The tragic deaths and injuries caused by the gas explosions in Greater Kaohsiung’s Cianjhen (前鎮) and Lingya (苓雅) districts resulted from serious problems with the way the government and corporations handled the environment, disaster prevention and disaster response. Companies such as LCY Chemical Corp and China General Terminal & Distribution Corp continued to use old, unmaintained pipelines, with scant regard for public safety, to pump petrochemicals, and attempted to shirk all responsibility after the explosions.
Meanwhile, the Ministry of Economic Affairs, responsible for the petrochemical pipelines, was at a complete loss, not having any data on the industrial pipes used for propene. Clearly, the ministry had not established a databank for pipeline management as it was required to do by the Petroleum Administration Act (石油管理法), passed in 2001.
Neither did the local government in Greater Kaohsiung — in which the petroleum industry has such a conspicuous presence — nor the fire department for that matter, know anything about where the pipes lay underground. Add all this to the fact that the authorities did not provide the fire department with the adequate scientific equipment or facilities and together all these factors led to this tragedy.
Those who perished in the explosions must not be allowed to have died in vain. Neither should the city’s several million residents be kept in ignorance and expected to continue living in fear of another petrochemical explosion.
Not only should the government conduct an inquiry into pipelines throughout the country, carry out safety inspections and require that old pipelines be replaced, it should also do so transparently and make the information publicly available.
The ministry’s Bureau of Energy, having announced there is a total of 4,060km in gas pipelines across the country, refused to publish an actual layout of these pipelines, concerned that such a move might cause unnecessary public worry. This is just the kind of outdated mentality that has led governments at all levels to refuse to recognize the community’s right to know.
Major industrial disasters often inspire much-needed reforms. The 1984 Bhopal disaster, a gas leak from a Union Carbide chemical fertilizer plant in India, caused an estimated 8,000 deaths in a matter of days, with as many as 25,000 people affected at the time. Even today, about 50,000 people are still suffering from chronic illnesses as a result of exposure to toxins from that leak.
This unprecedented disaster led to an increased awareness of the importance of industrial safety in highly polluting industries and risk management the world over.
In 1986, the US passed its Emergency Planning and Community Right-to-Know Act. The act was a set of provisions related to chemical disaster response, requiring public access to information about chemicals, to avoid similar disasters on US soil.

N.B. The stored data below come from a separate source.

PR #57, opened 2017-04-03
Generic map elements

2e2a:
Copy of generic map elements from a4-opin:
- widgets
- javascript
- setting model


adhocracy4/maps/fields.py
```diff
@@ -0,0 +1,41 @@
...
+from django.utils.translation import ugettext_lazy as _
+from jsonfield.fields import JSONField, JSONFormField
+
+
+class GeoJSONFormField(JSONFormField):
+
+    def to_python(self, value):
+        empty_featureset = '{"type":"FeatureCollection","features":[]}'
+        if (value not in django_validators.EMPTY_VALUES and not
+                value == empty_featureset):
```
xi: Is this check repliable? (e.g. the order of keys could be different)

adhocracy4/maps/fields.py
```diff
@@ -0,0 +1,41 @@
...
+
+    def formfield(self, **kwargs):
+        error_messages = {'required': self.required_message}
+        error_messages.update(kwargs.get('error_messages', {}))
+        kwargs['error_messages'] = error_messages
+        return super(GeoJSONField, self).formfield(**kwargs)
+
+
+class GeometryField(GeoJSONField):
+    pass
```
xi: What is the point of this class?

adhocracy4/maps/mixins.py
```diff
@@ -0,0 +1,49 @@
...
+class MapItemListMixin(object):
+
+    def dump_geojson(self):
+        result = {}
+        result['type'] = 'FeatureCollection'
+        feature_list = []
+
+        for item in super().get_queryset():
+
+            url = ''
```
xi: should be renamed to `image_url`

adhocracy4/maps/mixins.py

As part of these provisions, federal, state and local governments, tribes and corporations using chemicals over a certain stipulated volume are required to have a chemical disaster emergency plan and to update it yearly. The emergency plan committee is to be made up of representatives from the fire department, medical fields, government, media, community groups, business and emergency management.
Companies must provide reports on which chemicals they store and use, and what toxins these emit, with a list of more than 600 toxic chemicals that must be reported. Should a company accidentally release toxins above a certain stipulated volume, it must immediately report this to officials and inform the public. The public has the right to know, and state and federal governments need to have material safety data sheets available, as do local fire departments.
The reason the Kaohsiung disaster was so terribly tragic was that neither the fire department nor the city’s residents had any idea where the pipelines were located, and had no idea of how much risk they were in.
The Cabinet and the legislature have to address this situation, to improve the nation’s industrial safety and risk management and give communities the right to know.
For the past half-century, the government and industry have been in each other’s pockets. Heavy industries such as petrochemicals have become excessively concentrated in Greater Kaohsiung, and this has meant that Kaohsiung residents have been excessively exposed to pollution and risk. The people of Kaohsiung can no longer put their lives at risk as part of this game of unconstrained development.
It is high time that the aging equipment and plants used in the Greater Kaohsiung petrochemical industry are replaced or decommissioned: The government has given its assurance that the CPC Corp, Taiwan and LCY Chemical plants in Kaohsiung’s Dashe Petrochemical Industrial Park are to be closed next year and in 2018 respectively.
The whole petrochemical industry should also cut its production capacity, to reduce pollution, and should also work with the government on ways to improve its handling of the environment, industrial safety and risk management, including moving pipelines far away from urban centers.
Taiwan should work toward prioritizing the environment and industrial transformation. Then Greater Kaohsiung residents will get their right to know and environmental justice.
Chiu Hua-mei is an assistant professor of sociology at National Sun Yat-sen University and director of Citizen of the Earth, Taiwan.